The transition is happening gradually:
- New repos can opt into SHA-256
- Existing SHA-1 repos will eventually be convertible
- The wire protocol supports hash negotiation so SHA-1 and SHA-256 repos can interoperate
The motivation isn’t collision attacks on git specifically (the SHA-1 collision attack requires chosen-prefix control that’s hard to exploit in git objects), but defense in depth and alignment with modern cryptographic standards.
Hooks in Depth
Git hooks are scripts in .git/hooks/ that run at specific points in the git workflow.
Hook Execution Model
Hooks run in the repo’s working directory with specific environment variables set.
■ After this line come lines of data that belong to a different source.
PR #7086, opened 2025-01-23
[lexical-mark] Feature: include inline decorator nodes in marks

james-atticus:
## Description

`$wrapSelectionInMarkNode` currently wraps text nodes and inline element nodes, leaving other nodes unwrapped. This makes the function also include inline decorator nodes.

## Test plan

Marks only appear to be used by comments in the Playground. I couldn't see any existing unit tests for marks, or E2E tests for comments, so went with manual testing for this.

### Before

The mark does not include the equation node, though it is captured in the comment text:

image

### After

The mark includes the equation node:

image

### DIFF
--- a/packages/lexical-mark/__tests__/unit/LexicalMarkNode.test.ts
+++ b/packages/lexical-mark/__tests__/unit/LexicalMarkNode.test.ts
@@ -1,0 +1,185 @@
+/**
+ * Copyright (c) Meta Platforms, Inc. and affiliates.
+ *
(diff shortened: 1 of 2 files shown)


etrepum (commented):
It would be great to add some more tests around this, to prevent future regressions and to show that this works as intended

james-atticus:
@etrepum I'll add some tests on Tuesday

etrepum (approved):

Their exit code matters:
| Exit Code | Effect |
|---|---|
| 0 | Hook succeeded, operation continues |
| Non-zero | Hook failed, operation aborted (for pre-* hooks) |
Post-hooks (post-commit, post-merge, etc.) can’t abort the operation — it already happened.
Useful Hook Patterns
1
2
3
4
5
6
7
8
9
10
11
12
13
14
15
16
17
18
19
20
21
22
# pre-commit: run linter on staged files only
#!/bin/bash
git diff --cached --name-only --diff-filter=ACM | \
grep '\.py$' | xargs -r python -m flake8
# prepare-commit-msg: add branch name to commit message
#!/bin/bash
BRANCH=$(git symbolic-ref --short HEAD 2>/dev/null)
if [ -n "$BRANCH" ]; then
sed -i.bak -e "1s/^/[$BRANCH] /" "$1"
fi
# pre-push: run tests before allowing push
#!/bin/bash
make test
# post-checkout: install dependencies when switching branches
#!/bin/bash
# $3 is 1 for branch checkout, 0 for file checkout
if [ "$3" = "1" ]; then
npm install --silent 2>/dev/null
fi
Server-Side Hooks
On the receiving end of a push:
| Hook | When | Can Reject? |
|---|---|---|
pre-receive | Before any refs are updated | Yes |
update | Once per ref being updated | Yes (per-ref) |
post-receive | After all refs are updated | No |
post-update | After refs are updated (simpler) | No |
pre-receive gets the old and new hash for each ref on stdin. This is where hosting platforms implement branch protection, required reviews, and CI gates.
1
2
3
4
5
6
7
8
9
10
# pre-receive: reject force pushes to main
#!/bin/bash
while read oldrev newrev refname; do
if [ "$refname" = "refs/heads/main" ]; then
if ! git merge-base --is-ancestor "$oldrev" "$newrev"; then
echo "ERROR: Force push to main is not allowed"
exit 1
fi
fi
done
Wrapping Up
The advanced internals — packfile delta compression, commit graphs with Bloom filters, the wire protocol’s want/have negotiation, partial clones — are what make git scale from a 10-file project to a million-file monorepo. Most developers never need to think about them, but when you’re debugging why git status takes 5 seconds, why a fetch transferred more data than expected, or why a merge produced a surprising result, this is where the answers live.
The tools are all there: git verify-pack for packfile inspection, GIT_TRACE_PACKET for protocol debugging, git replace for history surgery, and git fsmonitor--daemon for filesystem performance. Git exposes its internals more than almost any other tool — you just have to know where to look.